## Data shown
PR #478, opened 2016-11-02
ARUHA-349 Log exceptions from kafka

antban:
... and correctly calculate producer use count

### DIFF
--- a/src/main/java/org/zalando/nakadi/repository/kafka/KafkaTopicRepository.java
+++ b/src/main/java/org/zalando/nakadi/repository/kafka/KafkaTopicRepository.java
@@ -177,6 +177,7 @@ public class KafkaTopicRepository implements TopicRepository {
 
             producer.send(kafkaRecord, ((metadata, exception) -> {
                 if (null != exception) {
+                    LOG.warn("Failed to publish to kafka topic {}", topicId, exception);
                     item.updateStatusAndDetail(EventPublishingStatus.FAILED, "internal error");
                     result.complete(exception);
                 } else {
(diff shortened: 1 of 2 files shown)


src/main/java/org/zalando/nakadi/repository/kafka/KafkaTopicRepository.java
```diff
@@ -177,6 +177,7 @@ public boolean partitionExists(final String topic, final String partition) throw
 
             producer.send(kafkaRecord, ((metadata, exception) -> {
                 if (null != exception) {
+                    LOG.warn("Failed to publish to kafka topic " + topicId, exception);
```
adyach: LOG.warn("Failed to publish to kafka topic {}", topicId, exception);

antban: I thought that error is really error. 
Now it may be just information about leader change and so on... For now it is just warning

antban: If the warning is present for a long time - than it's an error.

adyach:
For me looks fine 👍

src/main/java/org/zalando/nakadi/repository/kafka/KafkaTopicRepository.java
```diff
@@ -177,6 +177,7 @@ public boolean partitionExists(final String topic, final String partition) throw
 
             producer.send(kafkaRecord, ((metadata, exception) -> {
                 if (null != exception) {
+                    LOG.warn("Failed to publish to kafka topic {}", topicId, exception);
```
antban: @rcillo It seems that I lost initial comment.
My point is that for now it's just a warning, because it may be normal system behavior (for example transferring leadership).
In case if warning is present for a long time, than it's an error.

v1ctor:
👍

rcillo:
👍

## Exercise instructions
Look through the entries above; find each line with the word "that" and copy it.

## Completed exercise
antban: I thought that error is really error. 
antban: @rcillo It seems that I lost initial comment.
My point is that for now it's just a warning, because it may be normal system behavior (for example transferring leadership).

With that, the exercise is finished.